Bild: Bauernprotest in Vehlefanz, Brandenburg, 08.01.2024: Traktoren blockieren…
## Sorge vor Kaperung durch Rechte
Die Proteste der Landwirte gegen Subventionskürzungen haben am Montag
bundesweit zu großen Verkehrsbehinderungen geführt. Am Brandenburger Tor in
Berlin nahmen rund 550 Demonstranten mit ähnlich vielen Fahrzeugen am
Protest teil, darunter zahlreiche Traktoren. In Erfurt zählte die Polizei
etwa 1600 Fahrzeuge. An vielen Orten gab es Traktorkolonnen sowie
zeitweilige Blockaden von Autobahnauffahrten, allein in Brandenburg wurden
100 Autobahnauffahrten blockiert.
Im VW-Werk Emden wurde die Produktion gestoppt. Es sei für die
Beschäftigten nicht möglich gewesen, zur Arbeit zu kommen, sagte eine
VW-Sprecherin. Die Bauern erhielten in einigen Städten Unterstützung, etwa
von Lastwagenfahrern und Handwerkern.
Bundeswirtschaftsminister Robert Habeck warnte vor einer [1][Kaperung der
Bauernproteste durch extreme Kräfte]. „Es kursieren Aufrufe mit
Umsturzfantasien. Extremistische Gruppen formieren sich, völkisch
nationalistische Symbole werden offen gezeigt. Es wird sichtbar, dass in
den letzten Jahren etwas ins Rutschen geraten ist, was den legitimen
demokratischen Protest und die freie Meinungsäußerung entgrenzt“, sagte der
Grünen-Politiker in einem auf sozialen Medien verbreiteten Video. Darin
forderte er auch eine Debatte über einen Wandel der Landwirtschaft.
In vielen Orten Deutschlands müssen sich Autofahrer, Schüler und
Busfahrgäste aufgrund der Proteste auf starke Behinderungen einstellen.

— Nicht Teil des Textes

PR #3624, opened 2023-01-24
emulationstation: allow gles for all platforms

gizmo98:
gles can be used under x11, wayland, kms, dispmanx and fb. Respect gles platform flag and build emulationstation with gles renderer if requested.


joolswills:
Thanks.

daveamato:
Thank you!

PR #3626, opened 2023-01-25
Add recognition of NXP imx socs i.MX6 dual lite, i.MX6 quad and i.MX8M mini 

gizmo98:
-not officially supported.
-tested with NXP i.MX8M mini and i.MX6 dual lite with kernel 6.1 mainline and Ubuntu 22.04.   
-use mesa etnaviv driver if kernel uses etnaviv kernel driver.
-not tested with NXP gpu kernel module and driver blob vivante/galcore.


joolswills:
Thanks.

PR #3630, opened 2023-02-10
yabasanshiro: remove missing python-pip package

gizmo98:
Debian >= 10 has no python-pip package. Use python3-pip instead.


cmitu:
I'm pretty sure that `pip` is not needed at all and can be removed. There's no codepath in the `pi4` branch that would need it. The `libboost-all-dev` though might benefit by replacing it with just the `system filesystem date_time locale` libs.

gizmo98:
Ok. I try to build it without pip.

gizmo98:
@cmitu you are right. It compiles and runs without python-pip!

PR #3631, opened 2023-02-11
Fix file permissions of fs-uae and yabasanshiro

gizmo98:
Unify file permissions of all scriptmodules. Most scriptmodules have file permission 100644. Only fs-uae and yabasanshiro have 100755.


cmitu:
Yep, looks right. Thanks !

PR #421, opened 2023-01-24
CTW-653/timeline document viewer

WesleyKapow:
CTW-653

**NOTE TO REVIEWER: Best to review one commit at a time.**

* Refactor provenance & binary fetching (code cleanup, generalized for any resource type, & uses react query for caching).
* Refactor CCDA modal to use new `useModal` hook.
* Setup patient timeline to show source document.

Screenshot 2023-01-24 at 11 53 50 AM


src/components/content/condition-history/conditions-history.tsx
```diff
@@ -77,15 +54,15 @@ export function ConditionHistory({
...
+        const provenances = await searchProvenances(requestContext, [
+          condition,
+          ...conditionsDataDeduped,
+        ]);
 
         let binaryId;
         const conditionsToDisplay = conditionsDataDeduped.map(
           (dedupdedCondition) => {
-            binaryId = getBinaryId(provenanceBundles, dedupdedCondition.id);
+            binaryId = getBinaryId(provenances, dedupdedCondition.id);
```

Mehrere Kultusministerien der Länder kündigten an, dass Schüler
entschuldigt werden, sollten sie es wegen der Aktionen nicht zum Unterricht
schaffen. (dpa)
## Proteste angelaufen
Die Proteste von Landwirt:innen gegen die Agrarpolitik sind am Montag
angelaufen – und sie fallen teils harsch aus. Der [2][rbb berichtete, ein
Reporter und ein Techniker des Senders seien bei der Berichterstattung
bedroht und beschimpft worden]. Sie hatten zunächst nur mit
Polizeiunterstützung die Autobahn A13 an der Abfahrt Ortrand
(Oberspreewald-Lausitz) verlassen können. Danach wurden sie auf der
Bundesstraße am Weiterfahren gehindert und bedrängt. Demonstranten stellten
sich vor den Übertragungswagen und schlugen dagegen.
Wie die Sprecherin der Polizeidirektion Süd Ines Filohn sagte, wird im
Falle einer Strafanzeige wegen Nötigung oder Beleidigung ermittelt. An
vielen anderen Orten blockierten Landwirte mit Traktoren und anderen
landwirtschaftlichen Maschinen zunächst friedlich Autobahnzufahrten,
Bundes- und Landstraßen und behinderten so vielerorts den Autoverkehr. In
manchen Städten kamen auch Linienbusse nicht mehr durch. Zu sehen waren
immer wieder Transparente mit Aufschriften, wie „Gesetze nicht zu Ende
gedacht, Bauern plattgemacht“, aber auch „Wer's Land verkauft und Bauern
fängt, ist es wert, dass er am Galgen hängt.“ Aus Berlin und den
ostdeutschen Ländern wurden auch AfD-Plakate gemeldet.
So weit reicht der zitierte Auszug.